> INPUT FOR THIS TASK:

PR #2511, opened 2025-04-24
feat(components): Add support for composable modals - Take 2

MichaelParadis:
Reverts GetJobber/atlantis#2508
Original PR https://github.com/GetJobber/atlantis/pull/2475


packages/components/src/Combobox/components/ComboboxContent/ComboboxContent.tsx
```diff
@@ -81,7 +85,17 @@ export function ComboboxContent(props: ComboboxContentProps): JSX.Element {
     </div>
   );
 
+  if (parentNodeId) {
```
MichaelParadis, line 88: This is the big change from the initial PR. Floating UI breaks in JO so this only uses the floating UI tree logic if it is inside another Floating UI element (like modal). If not it will use the default portal behaviour

packages/components/src/Modal/Modal.tsx
```diff
@@ -39,7 +22,7 @@ export function Modal({
   secondaryAction,
   tertiaryAction,
   onRequestClose,
-}: ModalProps) {
+}: ModalLegacyProps) {
```
MichaelParadis, line 25: The other change from the original PR was I removed the `AtlantisPortalContent` stuff for allowing the reverse theme in the Modal since other issues cropped up

packages/components/src/Modal/Modal.rebuilt.tsx
```diff
@@ -0,0 +1,155 @@
...
+        <FloatingNode id={floatingNodeId}>
+          <FloatingPortal>
+            <AtlantisPortalContent>
+              <FloatingOverlay className={overlay}>
+                <FloatingFocusManager
+                  context={floatingContext}
+                  returnFocus={activatorRef?.current ? activatorRef : true}
+                  initialFocus={floatingRefs?.floating}
+                >
+                  <div
```
MichaelParadis, line 126: Moved this because I found that the overlay was slightly changed unintentionally, this better matches the dom structure of the original modal

Aiden-Brine:
Screenshot 2025-04-24 at 8 58 24 AM

The changes are looking good 👍 I was just wondering if we are okay with this level of opacity where you can see the lines of the input through the modal. It isn't the best look IMO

> AIM OF THE TASK: An exact repeat of all the entries above is required.

> RESPONSE TO THE EXERCISE:
PR #2511, opened 2025-04-24
feat(components): Add support for composable modals - Take 2

MichaelParadis:
Reverts GetJobber/atlantis#2508
Original PR https://github.com/GetJobber/atlantis/pull/2475


packages/components/src/Combobox/components/ComboboxContent/ComboboxContent.tsx
```diff
@@ -81,7 +85,17 @@ export function ComboboxContent(props: ComboboxContentProps): JSX.Element {
     </div>
   );
 
+  if (parentNodeId) {
```
MichaelParadis, line 88: This is the big change from the initial PR. Floating UI breaks in JO so this only uses the floating UI tree logic if it is inside another Floating UI element (like modal). If not it will use the default portal behaviour

packages/components/src/Modal/Modal.tsx
```diff
@@ -39,7 +22,7 @@ export function Modal({
   secondaryAction,
   tertiaryAction,
   onRequestClose,
-}: ModalProps) {
+}: ModalLegacyProps) {
```
MichaelParadis, line 25: The other change from the original PR was I removed the `AtlantisPortalContent` stuff for allowing the reverse theme in the Modal since other issues cropped up

packages/components/src/Modal/Modal.rebuilt.tsx
```diff
@@ -0,0 +1,155 @@
...
+        <FloatingNode id={floatingNodeId}>
+          <FloatingPortal>
+            <AtlantisPortalContent>
+              <FloatingOverlay className={overlay}>
+                <FloatingFocusManager
+                  context={floatingContext}
+                  returnFocus={activatorRef?.current ? activatorRef : true}
+                  initialFocus={floatingRefs?.floating}
+                >
+                  <div
```
MichaelParadis, line 126: Moved this because I found that the overlay was slightly changed unintentionally, this better matches the dom structure of the original modal

Aiden-Brine:
Screenshot 2025-04-24 at 8 58 24 AM

The changes are looking good 👍 I was just wondering if we are okay with this level of opacity where you can see the lines of the input through the modal. It isn't the best look IMO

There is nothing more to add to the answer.